Regarding data culture, for example, the question of how federal structures are designed arises: Does an organization tend to emphasize central responsibility or local responsibility? Do federal levels also correspond to hierarchical levels, i.e. are decisions escalated through management or are competent committees (with decision-making authority), put together differently? How is the decentralized competence of the domains balanced in comparison to centrally provided platforms that are to be used with the shortest possible learning curve for users from the domains, but which have to be operated at considerable expense?
Moving step by step to the ‘North Star’
Companies that are rethinking their data strategy should develop a North Star but then proceed in a very pragmatic way. The North Star represents the desired end state: Do you want to increase efficiency, improve products or services based on insights from existing data or open up new business areas? If the goal of a data strategy and corresponding initiatives is not clear, then the realization is doomed to failure. Only when the direction is clear can practically realizable steps lead to success.

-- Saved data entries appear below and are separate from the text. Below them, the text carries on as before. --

Issue #454, opened 2022-06-10
Issues within the frontend architecture


tsaglam:
This issue is meant to collect problems with the design of the frontends. 
Known problems are:

- [ ] The name _frontend_ is not very good, as they are technically not frontends but rather language modules for parsing and tokenization.
- [ ] The token constants should not be constants in an interface with manually defined IDs, they should be enum literals in an enum, where each language should have its own enum and the ordinal is the ID.
- [ ] The common tokens `FILE_END` and `SEPARATOR_TOKEN` should not be identified via the index but rather via methods in the token enums (prescribed by a common interface which should be part of the front-end utils).
- [ ] The language interface should offer default methods for method signatures that are often implemented the same way (e.g. `usesIndex()` with false, `isPreformatted()` with true)

Alberth289346:
``` java
// submission.java line 258
        tokenList = language.parse(submissionRootFile, relativeFilePaths);
        if (!language.hasErrors()) {
```
Just passing by, saw this issue, remembered the above interface weirdness.

It's parsing a submission, and you get the token list. Then separately you must query the error status.
I think a better solution is to pass both back together from the `parse` call by wrapping them into an class or so.

tsaglam:
Some of these issues are currently being addressed by @JanWittler, his PR will follow soon.

tsaglam:
Suceeded by #983.

PR #688, opened 2022-09-22
Language API cleanup

JanWittler:
- Replaces `parseFiles(File directory, String[] fileNames)` with `parseFiles(Set<File> files) throws ParsingException`
  - the exception replaces the `hasErrors` field (and solves #454, bullet point 8)
- Refactors `Token::file` to type `File` instead of `String` to avoid file-path magic in the language frontends
  - to preserve consistency with the previous state, in the `ComparisonReportWriter` the files are relativized to the submission root directory

### DIFF
--- a/languages/java/src/main/java/de/jplag/java/JavacAdapter.java
+++ b/languages/java/src/main/java/de/jplag/java/JavacAdapter.java
@@ -40,7 +40,6 @@ public class JavacAdapter {
             final Trees trees = Trees.instance(task);
             final SourcePositions positions = trees.getSourcePositions();
             for (final CompilationUnitTree ast : executeCompilationTask(task, parser.logger)) {
-                final String filename = ast.getSourceFile().getName();
                 File file = new File(ast.getSourceFile().toUri());
                 final LineMap map = ast.getLineMap();
                 ast.accept(new TokenGeneratingTreeScanner(file, parser, map, positions, ast), null);
--- a/languages/java/src/main/java/de/jplag/java/JavacAdapter.java
+++ b/languages/java/src/main/java/de/jplag/java/JavacAdapter.java
@@ -3,9 +3,9 @@ package de.jplag.java;
 import java.io.File;
 import java.io.IOException;
 import java.nio.charset.StandardCharsets;
-import java.nio.file.Paths;
 import java.util.Collections;
 import java.util.List;
+import java.util.Set;
 
 import javax.tools.Diagnostic;
 import javax.tools.DiagnosticCollector;
@@ -28,11 +28,11 @@ public class JavacAdapter {
 
     private static final JavaCompiler javac = ToolProvider.getSystemJavaCompiler();
 
-    public int parseFiles(File directory, Iterable<File> pathedFiles, final Parser parser) {
+    public int parseFiles(Set<File> files, final Parser parser) {
         var listener = new DiagnosticCollector<>();
 
         try (final StandardJavaFileManager fileManager = javac.getStandardFileManager(listener, null, StandardCharsets.UTF_8)) {
-            var javaFiles = fileManager.getJavaFileObjectsFromFiles(pathedFiles);
+            var javaFiles = fileManager.getJavaFileObjectsFromFiles(files);
 
             // We need to disable annotation processing, see
             // https://stackoverflow.com/questions/72737445/system-java-compiler-behaves-different-depending-on-dependencies-defined-in-mave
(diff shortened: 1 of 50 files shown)


JanWittler:
The checks fail currently because there is too much code duplication (which is not new, but now triggered as parts of it changed). To solve this, I would need to refactor all language frontend parsers to a shared file-based parser. However, this would make the diff of the PR pretty ugly and extend its scope. Thus, if possible, I would argue for ignoring the code duplication issue (for now).

languages/java/src/main/java/de/jplag/java/JavacAdapter.java
```diff
@@ -61,23 +68,18 @@ private Iterable<? extends CompilationUnitTree> executeCompilationTask(final Com
...
         for (Diagnostic<?> diagnosticItem : listener.getDiagnostics()) {
             if (diagnosticItem.getKind() == javax.tools.Diagnostic.Kind.ERROR) {
+                File file = null;
+                if (diagnosticItem.getSource() instanceof JavaFileObject) {
+                    JavaFileObject fileObject = (JavaFileObject) diagnosticItem.getSource();
+                    file = new File(fileObject.toUri());
+                }
                 logger.error("{}", diagnosticItem);
-                errors++;
+                throw new ParsingException(file, diagnosticItem.getMessage(Locale.getDefault()));
```
tsaglam, line 80: This is a bit of changed behavior, as you now only report the first error found by the compiler. Previously it would tell you, for example, all compiler errors it found. Maybe we add a constructor to the parsing exception that allows wrapping multiple issues (either multiple file/message pairs or just wrapping other parsing exceptions in a composite way).

languages/java/src/main/java/de/jplag/java/TokenGeneratingTreeScanner.java
```diff
@@ -391,7 +401,7 @@ public Object visitExports(ExportsTree node, Object p) {
 
     @Override
     public Object visitErroneous(ErroneousTree node, Object p) {
-        parser.increaseErrors();
+        parsingException = new ParsingException(file, "error while visiting %s".formatted(node));
```
tsaglam, line 404: Can this be called multiple times? If yes, we may accidentally override this exception.

languages/python-3/src/main/java/de/jplag/python3/Parser.java
```diff
@@ -32,25 +34,22 @@ public Parser() {
...
     }
 
-    private boolean parseFile(File directory, String file) {
+    private void parseFile(File file) throws ParsingException {
         BufferedInputStream inputStream;
 
         CharStream input;
         try {
-            inputStream = new BufferedInputStream(new FileInputStream(new File(directory, file)));
+            inputStream = new BufferedInputStream(new FileInputStream(file));
```
tsaglam, line 52: Not your fault, but this resource is never closed, could be a try-with-resource. Is a legacy issue though.

tsaglam (commented):
Just a few issue. One question regarding the parsing: If I parse a submission with multiple files, and one of the files leads to a ParsinException, will the parsing of the submission be canceled, or will the remaining files still be parsed? If it is the former, this might change the behavior of JPlag since some frontends were previously able to recover from minor issues in some files. Other files of the submission were still parsed.

JanWittler:
> Just a few issue. One question regarding the parsing: If I parse a submission with multiple files, and one of the files leads to a ParsinException, will the parsing of the submission be canceled, or will the remaining files still be parsed? If it is the former, this might change the behavior of JPlag since some frontends were previously able to recover from minor issues in some files. Other files of the submission were still parsed.

Right now, parsing a submission is cancelled as soon as any error occurs. Can you give an example where an error recovery was possible? The specific language frontend can be adapted to again support the error recovery without changing the interface signature.

languages/java/src/main/java/de/jplag/java/JavacAdapter.java
JanWittler: So you mean something like `ParsingException(Iterable<ParsingException> wrappedExceptions)`? Should be possible to do so.

languages/java/src/main/java/de/jplag/java/TokenGeneratingTreeScanner.java
JanWittler: I did not check the documentation in detail but I guess it was possible. As previously we only shared the count of errors, I didn't care to overwrite error metadata but I can adapt it to support logging multiple exceptions.

tsaglam:
> Right now, parsing a submission is cancelled as soon as any error occurs. Can you give an example where an error recovery was possible? The specific language frontend can be adapted to again support the error recovery without changing the interface signature.

I thought the Java language module could do that, but maybe I am wrong. I will test it.

languages/java/src/main/java/de/jplag/java/JavacAdapter.java
JanWittler: Added in https://github.com/jplag/JPlag/pull/688/commits/b72c4e505e09a45f7b8bb8b2450ef588e0245d2b

JanWittler:
I adapted the Java language frontend to collect all errors first and then throw at the end if any error occurred. However, I did not find any error recovery mechanism.

tsaglam (approved):

PR #701, opened 2022-09-29
Suppress the StanfordNLP logger

tsaglam:
Hotfix that suppresses the StanfordNLP logger directly, with the exception of errors.

### DIFF
--- a/languages/text/src/main/java/de/jplag/text/ParserAdapter.java
+++ b/languages/text/src/main/java/de/jplag/text/ParserAdapter.java
@@ -15,6 +15,7 @@ import de.jplag.Token;
 import edu.stanford.nlp.ling.CoreLabel;
 import edu.stanford.nlp.pipeline.CoreDocument;
 import edu.stanford.nlp.pipeline.StanfordCoreNLP;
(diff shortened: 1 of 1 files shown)


dfuchss:
Log levels should not be managed in the client code (from my point of view). This should be done in the logger config of the CLI.

dfuchss:
See https://github.com/ArDoCo/Core/blob/10a0a15317dc9aefe070a50e33ecd6d52b19b4cd/cli/src/main/resources/simplelogger.properties#L13 as an example.

tsaglam:
> See https://github.com/ArDoCo/Core/blob/10a0a15317dc9aefe070a50e33ecd6d52b19b4cd/cli/src/main/resources/simplelogger.properties#L13 as an example.

I tried that before this fix, did not work here. CoreNLP was still logging.

dfuchss:
Ah .. we have to adapt our logger. Nevertheless, we should not change log levels programmatically

tsaglam:
> Ah .. we have to adapt our logger. Nevertheless, we should not change log levels programmatically

I will make an issue for this. for now we use the hotfix due to time constraints.

PR #486, opened 2026-06-05
docs: disambiguate routing vs pipelining terminology

franciscojavierarceo:
## Summary

- Adds a "Terminology: Routing vs Pipelining" section to CLAUDE.md distinguishing runtime cluster selection (routing) from config-time chain composition (pipelining)
- Clarifies the router → load_balancer handoff in the filter reference (router sets `ctx.cluster`, load balancer reads it and sets `ctx.upstream`)
- Adds pipelining/routing distinction callouts in the architecture overview and filter system docs

## Context

"Routing" was overloaded to mean two architecturally different things, which caused confusion during Anthropic Messages API work. The original author agreed "pipelining" is a better term for the config-time concept, since the code already uses `FilterPipeline` and `resolve_pipelines`.

## Test plan

- [ ] Docs-only change, no code affected
- [ ] Verify terminology is consistent across the four changed files


.claude/CLAUDE.md
```diff
@@ -223,12 +223,28 @@ Branches rejoin at configurable points (next,
 terminal, named filter, re-entrance with iteration
 limits).
 
+## Terminology: Routing vs Pipelining
+
+These two concepts are distinct. Do not conflate them.
```
shaneutt:
```suggestion
These two concepts are distinct, take care to not conflate them.
```

shaneutt (dismissed):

The organization can be carefully modified, for example, to establish federal governance structures, implement central control of the top ontology layer, and adapt and improve it in interaction with the domains. The domains must be empowered to independently implement data products, with a central definition of the policies that must apply to all, for example with regard to identity and access management. And here, in the creation of a platform — planned or emergent because of only loosely coordinated initiatives to reduce communication overheads — the data strategy approaches the classic IT strategy, particularly concerning cloud architectures.